Your answer must be the full listing, reproduced exactly.

*** Opening of The data ***

PR #6504, opened 2024-11-06
fix meshctrl addusertodevicegroup arguments

ijustw0rkhere:


si458:
this doesnt need fixing unless you can explain the change
the serverside code already converts `usernames` to `userids`
```
 // Convert user names to userid's
if (command.userids == null) {
  command.userids = [];
  for (var i in command.usernames) {
    if (parent.users['user/' + domain.id + '/' + command.usernames[i].toLowerCase()] != null) { command.userids.push('user/' + domain.id + '/' + command.usernames[i].toLowerCase()); }
    else if (parent.users['user/' + domain.id + '/' + command.usernames[i]] != null) { command.userids.push('user/' + domain.id + '/' + command.usernames[i]); }
  }
}
```

ijustw0rkhere:
Ah, yep, you are correct....

This was supposed to be my first attempt at helping contribute so I figured I would start with something small. In classic fashion, I botched the attempt. This change was one of a few changes I have made in attempt to address some conformity issues in meshctrl. Unfortunately I grabbed one that was cosmetic rather than one that was impactful.

si458:
@ijustw0rkhere sure, no worries, keep at it!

*** Close of The data ***

* _Written solution_:
PR #6504, opened 2024-11-06
fix meshctrl addusertodevicegroup arguments

ijustw0rkhere:


si458:
this doesnt need fixing unless you can explain the change
the serverside code already converts `usernames` to `userids`
```
 // Convert user names to userid's
if (command.userids == null) {
  command.userids = [];
  for (var i in command.usernames) {
    if (parent.users['user/' + domain.id + '/' + command.usernames[i].toLowerCase()] != null) { command.userids.push('user/' + domain.id + '/' + command.usernames[i].toLowerCase()); }
    else if (parent.users['user/' + domain.id + '/' + command.usernames[i]] != null) { command.userids.push('user/' + domain.id + '/' + command.usernames[i]); }
  }
}
```

ijustw0rkhere:
Ah, yep, you are correct....

This was supposed to be my first attempt at helping contribute so I figured I would start with something small. In classic fashion, I botched the attempt. This change was one of a few changes I have made in attempt to address some conformity issues in meshctrl. Unfortunately I grabbed one that was cosmetic rather than one that was impactful.

si458:
@ijustw0rkhere sure, no worries, keep at it!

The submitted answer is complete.